Perhaps counter-intuitively, the low-energy electrons which emit at low radio frequencies are key for understanding the processes driving the X-ray emission. These low-energy electrons are also long-lived (hundreds of thousands of years), and over this timescale they not only encode the history of the radio source, but also produce inverse Compton scattering with cosmic microwave background (CMB) photons and originate X-ray emission.

Thus, it was not surprising to see Dan's great interest for the LOFAR radio telescope! Dan was interested in LOFAR from the early stages and, actually, even before the start of operations. Dan's idea was to use LOFAR to resolve the debate about the dominant emission mechanism for the X-ray emission of powerful radio jets. The low radio frequencies covered by LOFAR would tell us whether the X-ray emission from radio jets is the extrapolation of Inverse Compton/CMB models or not. But to be able to answer this question, the high spatial resolution of International LOFAR was required. Therefore, he has been anxiously waiting for the long-baseline capabilities of LOFAR, asking about the status and the progress in the calibration and imaging at every occasion I would meet him. Only with an International LOFAR observation one could match the resolution at higher frequencies and resolve the jet structure: no other low-frequency radio telescope could provide this!

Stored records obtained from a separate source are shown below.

PR #2719, opened 2017-06-21
Fix an issue causing LiveTV to stop working if a connection to a hdho…

x-cimo:
Fix an issue causing LiveTV to stop working if a connection to a hdhomerun was lost.  There was no handling of connection lost causing "dead" stream to remain in the LiveStream list. Client trying to start the same channel would find the stream but ffprobe would hang because there is no data coming over the disconnected connection.

This set the connection as disconnected, and futher attempt to start a channel would first cleanup the livestream list and only use "working" tv tuner.

Note: I tried hard to find a callback path directly from the exception handling in HdHomerunHttpStream to get a pointer to the EmbyTV class, in order to remove the tuner from the _liveStream right away, but because of the way the code is structured, I had to set a flag on the tunerhost that is later checked by the EmbyTV class.  

Tested and resolve my issue with hdhomerun tuners (and Emby getting completly stuck).

### DIFF
--- a/Emby.Server.Implementations/LiveTv/EmbyTV/EmbyTV.cs
+++ b/Emby.Server.Implementations/LiveTv/EmbyTV/EmbyTV.cs
@@ -1139,6 +1139,20 @@ namespace Emby.Server.Implementations.LiveTv.EmbyTV
 
             try
             {
+                // Remove all tuner connection which are no longer connected
+                // Iterate backward so we can modify the list as we iterate
+                for (int i = _liveStreams.Count - 1; i >= 0; i--)
+                {
+                    if (_liveStreams[i].isDisconnected())
+                    {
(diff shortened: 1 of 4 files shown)


x-cimo:
Any update on getting this merged or a different fix being developed?

LukePulverenti:
I'm not convinced this is necessary because there is already a loop in that class that will handle disconnection. How can i simulate this for testing? Because i started watching a channel in the web app, then pulled the network cable out of the HD Homerun. As expected this caused playback to fail, and so I went back to the channel detail screen. Then I plugged the network connection back in, gave it a few seconds and I was able to click play and start playing again.

LukePulverenti:
The code has changed so this is no longer applicable. I am happy to review if you can prove that it is needed, but there are already checks in place to handle dropped connections. Thanks.

PR #2108, opened 2026-01-18
Always write data and meta in MutableBackend.store()

### LINKED ISSUE #2098: Get updated help pages into an existing Moin-2 wiki
Iin Oktober, I set up a local Wiki with the Wiki-internal help pages and a set of pages to test current behaviour and modifications.

In the meantime, several help pages were updated in the repository, but
re-loading help files into this wiki with

   moin load-help -n help-en

does not update existing files:(
(Files that are manually deleted using the wiki interface are re-loaded.)

When dumping the help files from this wiki, changes in the repo help files (done by other developers) are reverted to the version from the time of original installation!

This is, why  #2013 recommends developers to set up a dummy wiki for every Help page update. 

However, we cannot expect the Help pages to be perfect when releasing 2.0.
Therefore, we need a way for Wiki administrators to update the Wiki help.
This may be
* a new command `moin update-help`,
* an option like `moin load-help --update`, or
* a changed behaviour or `moin load-help`.

roland-ruedenauer:
Always compute size and hash value when storing an item in the moin backend. Size or hash value possibly already present in the metadata will be overwritten.
    
A warning will be logged in MutableBackend.store() if either size or hash value already contained in the metadata differ from the newly computed values. Before these changes a ValidationError was raised.

Fixes #2098

### DIFF
--- a/.gitattributes
+++ b/.gitattributes
@@ -1,0 +1,1 @@
+src/moin/help/** binary


roland-ruedenauer:
I had to add `.gitattributes` as the git checkout on Windows caused eol conversion of file content below "src/moin/help"  and as a consequence of that `moin dump-help ...` got invoked with `--crlf` option set in unit test execution on Windows.

roland-ruedenauer:
Updating help pages should work with the changes made in the PR. There is of course room for improvement left.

The pilot study we proposed was targeting one of Dan's favourite objects, 4C19.44. This object has a bright jet with knots observed both in radio and X-ray. With the help of some of the LOFAR long-baseline experts at ASTRON (Javier Moldon, Adam Deller and Raymond Oonk) an impressive sub-arcsecond image was obtained at 150 MHz, using 8 international stations in combination with the Dutch array (picture on the left). The great quality of the image is even more evident when compared with the high-frequency VLA image; see the overlay on the right between the high-frequency (4.8 GHz) VLA image and the LOFAR one.
This perfect coincidence between the structures was exactly what Dan needed for his experiment; he was delighted to see this result.

Unfortunately he did not have the time to complete the full analysis of these data, but we have made a commitment to complete the 4C19.44 long-baseline paper; both for his memory and because of the lot of work he has dedicated to this project. This is what he would have liked to see! Hopefully, we will also be able to expand this pilot project to more objects, as Dan was planning to do.

A Memorial for Dan Harris is held in Boston on Saturday 19th March and we hope this short contribution will complete the picture of Dan's active scientific life until the last day, as we would have expected from him!